Super-deep diamonds: a study coordinated by the Department of Geosciences led to important discoveries on the processes of the Earth's mantle



Diamonds are known as most popular precious stones. However, their value is inestimable not only in gemmology, but also in geology. In fact, diamonds are the only natural samples able to provide mineralogical and geochemical information about Earth’s interior, up to 800 km depth. 

In detail, most information is not deduced by diamonds, being pure carbon minerals, but from mineral inclusions enclosed by diamonds. These inclusions represent “pieces” of minerals forming mantle rocks, entrapped by diamonds during their precipitation. In last decades, the study of inclusions has highlighted and demonstrated geodynamic processes occuring in our planet’s interior, which in some cases were only predicted by experiments. In particular, diamonds and their inclusions have provided important contributions in understanding carbon and other elements cycle within Earth’s interior.

A new study, carried out by some researchers of the Department of Geosciences of the University of Padua and recently published in Geology, has demonstrated for the first time as diamonds can also travel downward, at greater depths, within Earth’s mantle, and not only upward toward the surface carried by kimberlitic magmas. Considering the active geodynamics of our planet, this process could be assumed for people out of diamond field. However, this has never been demonstrated with scientific evidences so far. 

This indicates, as the authors wrote in the abstract of the article, that “the commonly assumed view that diamonds form at, and capture material from, a specific mantle level and then travel upward is probably too simplistic”. 

In detail, the downward movement of diamonds has been proven by the identification of a tiny multi-phase inclusion (~ 10 microns) within a 1.3 carats diamonds from Central African Republic. This inclusion consists of ringwoodite (γ-Mg2SiO4), tetragonal zirconia (ZrO2) and coesite (SiO2). Ringwoodite is the high-pressure polymorph of olivine (the most abundant mineral in upper mantle), stable at depths between ~ 525 and 660 km in the transition zone. This ringwoodite represents the second finding of this mineral within a natural diamond and indicates that its diamond host resided in the lower part of the transition zone at certain point of its history, where this mineral is stable. On the other hand, presence of tetragonal zirconia and coesite in contact each other suggests that these two mineral could derive from the transformation of a previous zircon (ZrSiO4) or reidite, the high-pressure polymorph of zircon. Experiments have demonstrated as zircon, increasing pressure conditions, would transform at depths of ~ 550 km in zirconia (ZrO2) + high-pressure silica (SiO2).
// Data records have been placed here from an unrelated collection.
PR #1355, opened 2025-03-03
Introduce feed cache

jianoaix:
We have three APIs at dataapi that will operate on feed: blob feed, batch feed, and signing-rate

The reasons that feed caching matters are:
- Performance: at blob rate up to 100 blobs/sec, attestation rate up to 1 attestation/sec, it’ll have a lot of data for 24h, not to mention 14 days (lifetime of data in EigenDA).
- Scaling: dataapi will not only be the backend for Blob Explorer, but also third-party Apps that integrate with EigenLabs-operated Disperser, which will demand higher scale than before (v1) — we have to drive down the cost of serving request in order to serve larger scale traffic.
- Robustness: more importantly, the dataapi is operating on the same database backend as disperser so we want to make sure this won’t affect the availability of disperser as dataapi scales.

The design is to:
- Maintain the longest (up to cache size limit) most recent consecutive interval of results in cache
- Evicts the oldest data (the left endpoint of the interval) when cache limit is reached

Our key hypothesis is that recent data is most often requested, and a longer segment of recent data provides a higher chance of cache hit. (effectiveness)

This approach is simple as it maintains just one segment (but will extend the segment).

## Checks

- Testing Strategy
   - [ ] Unit tests
   - [ ] Integration tests


dmanc (approved):
Looks great. Probably we should add some metrics for cache misses and hits.

jianoaix:
> Looks great. Probably we should add some metrics for cache misses and hits.

yea these are needed, will be in a followup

Considering also the association with ringwoodite, the analysed multi-phase inclusion can be interpreted as the prograde transformation, for pressure increasing, of a former inclusion composed by olivine/wadsleyite + zircon/reidite, entrapped by diamond at shallower depths. In detail, this diamond, after having enclosed the inclusion, travelled downward at depths up to 550-660 km, where the olivine/wadsleyite and zircon/reidite re-equilibrated in ringwoodite and high-pressure polymorphs of zirconia and silica. The olivine-zircon mineral association could appear unusual, as zircon is a typical accessory mineral in crustal rocks, such as granites. However, zircons have been also found in ultramafic mantle rocks and have been interpreted as metasomatic minerals or xenocrysts related to interactions between ultramafic mantle rocks and crust-derived fluids or melts. Consequently, the studied multi-phase inclusion has demonstrated for the first time as a diamond, after its formation, can also travel downward at greater depths in the mantle, probably following subduction, and not only upward toward shallower depths. This study opens new prospective about the interpretation of the data provided by inclusions within diamonds and it could have important implications on role of diamonds about the recycling of material at different depths in Earth’s mantle.
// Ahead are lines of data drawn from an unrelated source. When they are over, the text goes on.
PR #1365, opened 2025-03-05
Replay protection

cody-littley:

Prevents replay attacks for signed messages.


common/replay/replay_guardian.go
```diff
@@ -0,0 +1,169 @@
...
+	// If we've reached this point, then the request will still be in the observedHashes set if it is a replay.
+	if _, ok := r.observedHashes[string(requestHash)]; ok {
+		return fmt.Errorf("request hash %x has been observed before", requestHash)
+	}
+
+	// The request is not a replay. Add the hash to the observedHashes set and the expirationQueue.
+	r.observedHashes[string(requestHash)] = struct{}{}
+	r.expirationQueue.Enqueue(&hashWithExpiration{
+		hash:       string(requestHash),
+		expiration: now.Add(r.maxTimeInPast),
```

“It is incredible as a tiny inclusion, such as those studied, has been able to provide so important and detailed information about the “journey” of its diamond host within Earth’s mantle, demonstrating for the first time that diamonds probably can tell us more than what we think about the processes occurring in our planet’s interior”, commented Sofia Lorenzon, PhD student at the Department of Geosciences of the University of Padua and first author of the study. 

From the Department of Geosciences the other authors of this research are Dr. Davide Novella, Prof. Fabrizio Nestola, Prof. Paolo Nimis e Dr. Martha G. Pamato. 
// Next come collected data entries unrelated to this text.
PR #1952, opened 2025-09-05
feat(payments): Implement reservation vault monitor

litt3:
- Creates a utility which monitors the PaymentVault for changes to reservations

### DIFF
--- a/core/payments/reservation/reservation.go
+++ b/core/payments/reservation/reservation.go
@@ -5,6 +5,7 @@ import (
 	"fmt"
 	"time"
 
+	bindings "github.com/Layr-Labs/eigenda/contracts/bindings/v2/PaymentVault"
 	"github.com/Layr-Labs/eigenda/core"
 )
 
@@ -59,6 +60,16 @@ func NewReservation(
 		endTime:            endTime,
 		permittedQuorumIDs: permittedQuorumIDSet,
 	}, nil
+}
+
+// Creates a Reservation from contract binding data
+func NewReservationFromBindings(bindingReservation *bindings.IPaymentVaultReservation) (*Reservation, error) {
+	return NewReservation(
+		bindingReservation.SymbolsPerSecond,
+		time.Unix(int64(bindingReservation.StartTimestamp), 0),
+		time.Unix(int64(bindingReservation.EndTimestamp), 0),
+		bindingReservation.QuorumNumbers,
+	)
 }
 
 // Checks whether an input list of quorums are all permitted by the reservation.
--- a/core/payments/reservation/reservation_vault_monitor.go
+++ b/core/payments/reservation/reservation_vault_monitor.go
@@ -1,0 +1,120 @@
+package reservation
+
+import (
+	"context"
+	"errors"
+	"fmt"
+	"time"
+
+	"github.com/Layr-Labs/eigenda/core/payments"
+	"github.com/Layr-Labs/eigensdk-go/logging"
+	gethcommon "github.com/ethereum/go-ethereum/common"
+)
+
+// Checks for updates to the PaymentVault contract, and updates ledgers with the new state
+type ReservationVaultMonitor struct {
+	logger logging.Logger
+	// fetches data from the PaymentVault
+	paymentVault payments.PaymentVault
+	// how frequently to fetch state from the PaymentVault to check for updates
+	updateInterval time.Duration
+	// function to get accounts that need to be updated
+	getAccountsToUpdate func() []gethcommon.Address
+	// function to update the reservation for an account
+	updateReservation func(accountID gethcommon.Address, newReservation *Reservation) error
+}
+
+// Creates a new ReservationVaultMonitor and starts a routine to periodically check for updates
+func NewReservationVaultMonitor(
+	ctx context.Context,
+	logger logging.Logger,
+	paymentVault payments.PaymentVault,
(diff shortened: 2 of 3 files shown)


core/payments/reservation/reservation.go
```diff
@@ -61,6 +62,16 @@ func NewReservation(
 	}, nil
 }
 
+// Creates a Reservation from contract binding data
+func NewReservationFromBindings(bindingReservation *bindings.IPaymentVaultReservation) (*Reservation, error) {
```
samlaf: Have we been using this `FromBindings` suffix everywhere?
Took me a min or two to realize that this `IPaymentVaultReservation` was a struct, and not the bindings themselves.
Find it confusing. Would prefer `FromContractsStruct` or something personally.
But maybe bike-shedding here.. your comment does say "from contract binding DATA"

core/payments/reservation/reservation_vault_monitor.go
```diff
@@ -0,0 +1,120 @@
...
+
+	monitor := &ReservationVaultMonitor{
+		logger:              logger,
+		paymentVault:        paymentVault,
+		updateInterval:      updateInterval,
+		getAccountsToUpdate: getAccountsToUpdate,
+		updateReservation:   updateReservation,
+	}
+
+	go monitor.runUpdateLoop(ctx)
```
samlaf, line 48: bike-shed: Ive read at some point that its best to have constructors that don't take a context, and instead let constructors just construct the state, and then force explicit starting/acquiring resources to be done in another method.

Don't have a super strong opinion, so curious for your thoughts. Main issue I see is that when people call a constructor that takes in a context, they aren't super sure what kind of context to pass: should this be a short context just to initialize the struct that needs to maek a single network call? Or does this need to be a process-lifetime context only used for cancelling.

Do think it would be best to at least document the context for this purpose.

core/payments/reservation/reservation_vault_monitor.go
```diff
@@ -0,0 +1,120 @@
...
+
+// Checks for updates to the PaymentVault contract, and updates ledgers with the new state
+type ReservationVaultMonitor struct {
+	logger logging.Logger
+	// fetches data from the PaymentVault
+	paymentVault payments.PaymentVault
+	// how frequently to fetch state from the PaymentVault to check for updates
+	updateInterval time.Duration
+	// function to get accounts that need to be updated
+	getAccountsToUpdate func() []gethcommon.Address
```
samlaf, line 22: are we expecting a lot of addresses to be returned by this? is it always going to be bounded?
Back of my mind keep thinking about the TigerBeetle motto of always having caps on everything, for backpressure and just overall better scalable design.

Way to do that here would prob be to pass in a channel to getAccountsToUpdate and receive the addresses over that. Allows a lot more flexibility for the caller, plus allows vaultMonitor to setup an upper bound on max addresses it can read at once (by having a bounded channel for example).

Thoughts?

core/payments/reservation/reservation.go
litt3: > Have we been using this FromBindings suffix everywhere?

I think I have used this elsewhere, but I agree with your comment.

Renamed as suggest (except I went with singular `Contract` instead of `Contracts`)

79c2abb995df37486f8bc99281b25b8c4d1d00fe

core/payments/reservation/reservation_vault_monitor.go
litt3: I think this makes a lot of sense.

If it's ok with you, I'll do this in a fast-follow PR. I went with this "bad" pattern for the `on demand` version of this utility, so I already need to make a PR addressing this concern anyway

core/payments/reservation/reservation_vault_monitor.go
litt3: This is a good discussion to have.

> is it always going to be bounded?

Yes. This will either be 
- a single account, when being used by a client
- or it will be a number of addresses which is bounded by the cache size configured for the `ReservationLedgerCache` (coming in the next PR)

The reason why I didn't seek to set any sort of limit at the level of the monitor is because I think it's reasonable for the users of this monitor to put sane limits on how they are using the utility.

I did some napkin math with claude's help:
- Using an RPC max response size of 5mb, which is the default for geth nodes, you could fetch >15k reservations while remaining under the response size limit
- Assuming we are using an RPC provider (which have much higher limits), we'd be able to fetch something like 100k reservation structs before hitting compute or gas limits

Therefore, I think this is something worth noting as a potential future optimization, but not something that needs to be addressed in the short term. Cache size will be substantially lower than these values.

(side note: I think I'd personally choose to implement a limit here by still passing in a slice of addresses, but just batching those addresses into multiple RPC calls)

litt3: I added some todos f9c9e7691987802e7102817d5661571891fe91c2

LMK if you're in agreement with my logic above, that this isn't a necessary change right now. If you disagree, I can go ahead and do this optimization now.

samlaf: logic this makes sense to me

litt3: To capture our offline discussion:

I will implement this optimization for both the reservation and on-demand monitors in a follow-up PR, since it's a relatively simple change.

PR #1953, opened 2025-09-05
feat(cert-verifier): contract enforced maxGasLimit

samlaf:
## Checks

- Testing Strategy
   - [ ] Unit tests
   - [ ] Integration tests


contracts/src/integrations/cert/EigenDACertVerifier.sol
```diff
@@ -35,11 +35,28 @@ contract EigenDACertVerifier is
...
+    // See https://rareskills.io/post/try-catch-solidity#gdvnie-9-what-gets-returned-during-an-out-of-gas?
+    // The main gas cost associated with verifying cert is the for loop that iterates on all non-signing operators.
+    //
+    // We recommend setting this to 15M gas for optimistic rollups that need the checkDACert call to be executed onchain
+    // in the one step prover contract, to allow for some buffer room for other gas costs in the one step prover tx.
+    // This is because Fusaka is introducing a 16,777,216 per-tx gas limit: https://eips.ethereum.org/EIPS/eip-7825
+    //
+    // For zk rollups and optimistic rollups with zk fraud proofs, this limit is less crucial, but still useful to enforce
+    // a max limit on the amount of prover compute units needs to validate a cert.
+    uint32 internal _checkDACertGasLimit;
```
pakim249CAL: You may want to know that this particular variable may be set to immutable. What this would mean is that the variable would become part of the bytecode of the contract, rather than stored in contract storage. If this variable is not meant to be settable, it is probably better to label it as immutable.

pakim249CAL (approved):

contracts/src/integrations/cert/EigenDACertVerifier.sol
samlaf: Oh I see that makes sense. Guessing `_quorumNumbersRequired` and `_securityThresholds` are not immutable because you can't have immutable bytes and structs?

samlaf: [17f0477](https://github.com/Layr-Labs/eigenda/pull/1953/commits/17f0477b9cc1b783196e1bc70d8bcae37c4e5826)

contracts/src/integrations/cert/EigenDACertVerifier.sol
```diff
@@ -35,11 +35,28 @@ contract EigenDACertVerifier is
...
+    // See https://rareskills.io/post/try-catch-solidity#gdvnie-9-what-gets-returned-during-an-out-of-gas?
+    // The main gas cost associated with verifying cert is the for loop that iterates on all non-signing operators.
+    //
+    // We recommend setting this to 15M gas for optimistic rollups that need the checkDACert call to be executed onchain
+    // in the one step prover contract, to allow for some buffer room for other gas costs in the one step prover tx.
+    // This is because Fusaka is introducing a 16,777,216 per-tx gas limit: https://eips.ethereum.org/EIPS/eip-7825
+    //
+    // For zk rollups and optimistic rollups with zk fraud proofs, this limit is less crucial, but still useful to enforce
+    // a max limit on the amount of prover compute units needs to validate a cert.
+    uint32 internal immutable _checkDACertGasLimit;
```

In addition to the Department of Geosciences of the University of Padua, this study was carried out in collaboration with Dr. Emilie Thomassot from the “Centre de Recherches Pétrographiques et Géochimiques dell’Université de Lorraine” (Nancy, Frace), Prof. Steven D. Jacobsen from the Department of Earth and Planetary Sciences of the Northwestern University (Evanston, Illinois, USA), Prof. Frank Brenker from the Geoscience Institute of the Goethe University (Frankfurt, Germany), Dr. Loredana Prosperi from the Italian Gemmological Institute (Milan, Italy)and Prof. Matteo Alvaro from the Department of Earth and Environmental Sciences of the University of Pavia.